PR #3941, opened 2022-11-30
[WIP] Change constant generation to use `pint` and reflect 2019 SI units. 

hmacdope:
Fixes #3924 

Currently very WIP, need to iron out the fact that some unit factors are 1/x in `speedfactor` and `forcefactor` but I have put this up so that people can see what a solution to #3924 would look like. 

Changes made in this Pull Request:
 - Changes constant generation for `units.py` to use `pint`

PR Checklist
------------
 - [ ] Tests?
 - [ ] Docs?
 - [ ] CHANGELOG updated?
 - [X] Issue raised/referenced?

PR #3981, opened 2023-01-01
Fixes #3944: Adding mass unit in "Base units"

### LINKED ISSUE #3944: mass unit not listed in 'Base units' table
It seems that the unit for the mass in MDAnalysis is missing. Should be unified atomic mass unit.

```rst
=========== ============== ===============================================
quantity    unit            SI units
=========== ============== ===============================================
mass         u              :math:`1.660538921 \times 10^{-27}` kg
```

1e9abhi1e10:
Fixes #3944 

 - Adding mass unit in "Base units"

PR Checklist
------------
 - [ ] Tests?
 - [ ] Docs?
 - [x] CHANGELOG updated?

### DIFF
--- a/package/MDAnalysis/units.py
+++ b/package/MDAnalysis/units.py
@@ -43,6 +43,7 @@ table on :ref:`table-baseunits`.
    =========== ============== ===============================================
    length       Å              :math:`10^{-10}` m
    time         ps             :math:`10^{-12}` s
+   mass         u              :math:`1.660538921 \times 10^{-27}` kg
    energy       kJ/mol         :math:`1.66053892103219 \times 10^{-21}` J
    charge       :math:`e`      :math:`1.602176565 \times 10^{-19}` As
    force        kJ/(mol·Å)     :math:`1.66053892103219 \times 10^{-11}` J/m
@@ -327,6 +328,7 @@ chargeUnit_factor = {
 conversion_factor = {
     'length': lengthUnit_factor,
     'density': densityUnit_factor,
+    'mass': massUnit_factor,
     'time': timeUnit_factor,
     'charge': chargeUnit_factor,
     'speed': speedUnit_factor,
@@ -346,6 +348,7 @@ for utype, ufactor in conversion_factor.items():
 #: Lookup table for base units in MDAnalysis by unit type.
 MDANALYSIS_BASE_UNITS = {"length": "A",
                          "time": "ps",
+                         "mass": "u",
                          "energy": "kJ/mol",
                          "charge": "e",
                          "force": "kJ/(mol*A)",
--- a/package/AUTHORS
+++ b/package/AUTHORS
@@ -200,6 +200,8 @@ Chronological list of authors
   - Jennifer A Clark
   - Jake Fennick
   - Utsav Khatu
+2023
+  - Abhishek Patidar
 
 
 External code
--- a/package/CHANGELOG
+++ b/package/CHANGELOG
@@ -26,6 +26,14 @@ Changes
 Deprecations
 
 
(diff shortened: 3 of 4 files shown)


package/MDAnalysis/units.py
```diff
@@ -327,6 +328,7 @@
 conversion_factor = {
     'length': lengthUnit_factor,
     'density': densityUnit_factor,
+    'mass': massUnit_factor,
```
orbeckst, line 331: massUnit_factor is not defined anywhere

orbeckst (dismissed):
Thank you for your PR. Sorry that nobody had a look at it in a while. I only could do a brief review. The main thing seems to be that it is currently not possible to do anything with the defined mass unit. There should be some test that make use of it.

I am asking @PicoCentauri as the original author of issue #3944 to also review as he should have a clearer idea of what should be present.

package/MDAnalysis/units.py
```diff
@@ -43,6 +43,7 @@
    =========== ============== ===============================================
    length       Å              :math:`10^{-10}` m
    time         ps             :math:`10^{-12}` s
+   mass         u              :math:`1.660538921 \times 10^{-27}` kg
```
PicoCentauri, line 46: This where is belongs to. Thanks!

 However, I am not sure about the exact value of u. There was had a [comment](https://github.com/MDAnalysis/mdanalysis/issues/3944#issuecomment-1351805481) about a more accurate value. @v-parmar can you give a reference where we are using your value?

package/MDAnalysis/units.py
PicoCentauri: Yes, there could should be dictionary similar to the other. This would also define how we define our mass. Units could be `kg`, `g` and `u`


```python
massUnit_factor = {
    'u': 1.0,
    'kg': XXX
    'g': XXX,
}
```

orbeckst:
I dismissed my own review. @PicoCentauri please decide how to proceed with this PR. Please either do a "Request Changes" with actionable questions or todos or if you're happy submit an "Approval" and merge. I think at the moment it is not clear to @1e9abhi1e10 what they need to do here.  Thanks!

package/MDAnalysis/units.py
PicoCentauri, line 46: We should the use the latest value of the mass here

```suggestion
   mass         u              :math:`1.66053906660 \times 10^{-27}` kg
```

package/MDAnalysis/units.py
PicoCentauri, line 331: I think this conversion is useful but you should add a dictionary as given below.

```python
massUnit_factor = {
    'u': 1.0,
    'kg': 1.6605390666e-27
    'g': 1.6605390666e-24,
}
```

PicoCentauri (changes requested):
Thanks again @1e9abhi1e10 for this useful PR. In order to get this merged we have do to some minor changes. If you do not know how to implement them just let me know.

package/MDAnalysis/units.py
hmacdope: This is important change but tbh should be reflected in all units otherwise our unit system is inconsistent, see discussions about 2019 changes in #3941. Perhaps this is ok as a temporary fix?? What does @MDAnalysis/coredevs think?

hmacdope: I am going to block on this issue.  so people have a day or two to discuss.

hmacdope (changes requested):
Block on unit consistency.

orbeckst:
Are we continuing on this PR or should we close it? I am not sure what actually needs doing.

Aim of the exercise:
Reproduce the records above in full and with exact wording.

Answer for this exercise:
PR #3941, opened 2022-11-30
[WIP] Change constant generation to use `pint` and reflect 2019 SI units. 

hmacdope:
Fixes #3924 

Currently very WIP, need to iron out the fact that some unit factors are 1/x in `speedfactor` and `forcefactor` but I have put this up so that people can see what a solution to #3924 would look like. 

Changes made in this Pull Request:
 - Changes constant generation for `units.py` to use `pint`

PR Checklist
------------
 - [ ] Tests?
 - [ ] Docs?
 - [ ] CHANGELOG updated?
 - [X] Issue raised/referenced?

PR #3981, opened 2023-01-01
Fixes #3944: Adding mass unit in "Base units"

### LINKED ISSUE #3944: mass unit not listed in 'Base units' table
It seems that the unit for the mass in MDAnalysis is missing. Should be unified atomic mass unit.

```rst
=========== ============== ===============================================
quantity    unit            SI units
=========== ============== ===============================================
mass         u              :math:`1.660538921 \times 10^{-27}` kg
```

1e9abhi1e10:
Fixes #3944 

 - Adding mass unit in "Base units"

PR Checklist
------------
 - [ ] Tests?
 - [ ] Docs?
 - [x] CHANGELOG updated?

### DIFF
--- a/package/MDAnalysis/units.py
+++ b/package/MDAnalysis/units.py
@@ -43,6 +43,7 @@ table on :ref:`table-baseunits`.
    =========== ============== ===============================================
    length       Å              :math:`10^{-10}` m
    time         ps             :math:`10^{-12}` s
+   mass         u              :math:`1.660538921 \times 10^{-27}` kg
    energy       kJ/mol         :math:`1.66053892103219 \times 10^{-21}` J
    charge       :math:`e`      :math:`1.602176565 \times 10^{-19}` As
    force        kJ/(mol·Å)     :math:`1.66053892103219 \times 10^{-11}` J/m
@@ -327,6 +328,7 @@ chargeUnit_factor = {
 conversion_factor = {
     'length': lengthUnit_factor,
     'density': densityUnit_factor,
+    'mass': massUnit_factor,
     'time': timeUnit_factor,
     'charge': chargeUnit_factor,
     'speed': speedUnit_factor,
@@ -346,6 +348,7 @@ for utype, ufactor in conversion_factor.items():
 #: Lookup table for base units in MDAnalysis by unit type.
 MDANALYSIS_BASE_UNITS = {"length": "A",
                          "time": "ps",
+                         "mass": "u",
                          "energy": "kJ/mol",
                          "charge": "e",
                          "force": "kJ/(mol*A)",
--- a/package/AUTHORS
+++ b/package/AUTHORS
@@ -200,6 +200,8 @@ Chronological list of authors
   - Jennifer A Clark
   - Jake Fennick
   - Utsav Khatu
+2023
+  - Abhishek Patidar
 
 
 External code
--- a/package/CHANGELOG
+++ b/package/CHANGELOG
@@ -26,6 +26,14 @@ Changes
 Deprecations
 
 
(diff shortened: 3 of 4 files shown)


package/MDAnalysis/units.py
```diff
@@ -327,6 +328,7 @@
 conversion_factor = {
     'length': lengthUnit_factor,
     'density': densityUnit_factor,
+    'mass': massUnit_factor,
```
orbeckst, line 331: massUnit_factor is not defined anywhere

orbeckst (dismissed):
Thank you for your PR. Sorry that nobody had a look at it in a while. I only could do a brief review. The main thing seems to be that it is currently not possible to do anything with the defined mass unit. There should be some test that make use of it.

I am asking @PicoCentauri as the original author of issue #3944 to also review as he should have a clearer idea of what should be present.

package/MDAnalysis/units.py
```diff
@@ -43,6 +43,7 @@
    =========== ============== ===============================================
    length       Å              :math:`10^{-10}` m
    time         ps             :math:`10^{-12}` s
+   mass         u              :math:`1.660538921 \times 10^{-27}` kg
```
PicoCentauri, line 46: This where is belongs to. Thanks!

 However, I am not sure about the exact value of u. There was had a [comment](https://github.com/MDAnalysis/mdanalysis/issues/3944#issuecomment-1351805481) about a more accurate value. @v-parmar can you give a reference where we are using your value?

package/MDAnalysis/units.py
PicoCentauri: Yes, there could should be dictionary similar to the other. This would also define how we define our mass. Units could be `kg`, `g` and `u`


```python
massUnit_factor = {
    'u': 1.0,
    'kg': XXX
    'g': XXX,
}
```

orbeckst:
I dismissed my own review. @PicoCentauri please decide how to proceed with this PR. Please either do a "Request Changes" with actionable questions or todos or if you're happy submit an "Approval" and merge. I think at the moment it is not clear to @1e9abhi1e10 what they need to do here.  Thanks!

package/MDAnalysis/units.py
PicoCentauri, line 46: We should the use the latest value of the mass here

```suggestion
   mass         u              :math:`1.66053906660 \times 10^{-27}` kg
```

package/MDAnalysis/units.py
PicoCentauri, line 331: I think this conversion is useful but you should add a dictionary as given below.

```python
massUnit_factor = {
    'u': 1.0,
    'kg': 1.6605390666e-27
    'g': 1.6605390666e-24,
}
```

PicoCentauri (changes requested):
Thanks again @1e9abhi1e10 for this useful PR. In order to get this merged we have do to some minor changes. If you do not know how to implement them just let me know.

package/MDAnalysis/units.py
hmacdope: This is important change but tbh should be reflected in all units otherwise our unit system is inconsistent, see discussions about 2019 changes in #3941. Perhaps this is ok as a temporary fix?? What does @MDAnalysis/coredevs think?

hmacdope: I am going to block on this issue.  so people have a day or two to discuss.

hmacdope (changes requested):
Block on unit consistency.

orbeckst:
Are we continuing on this PR or should we close it? I am not sure what actually needs doing.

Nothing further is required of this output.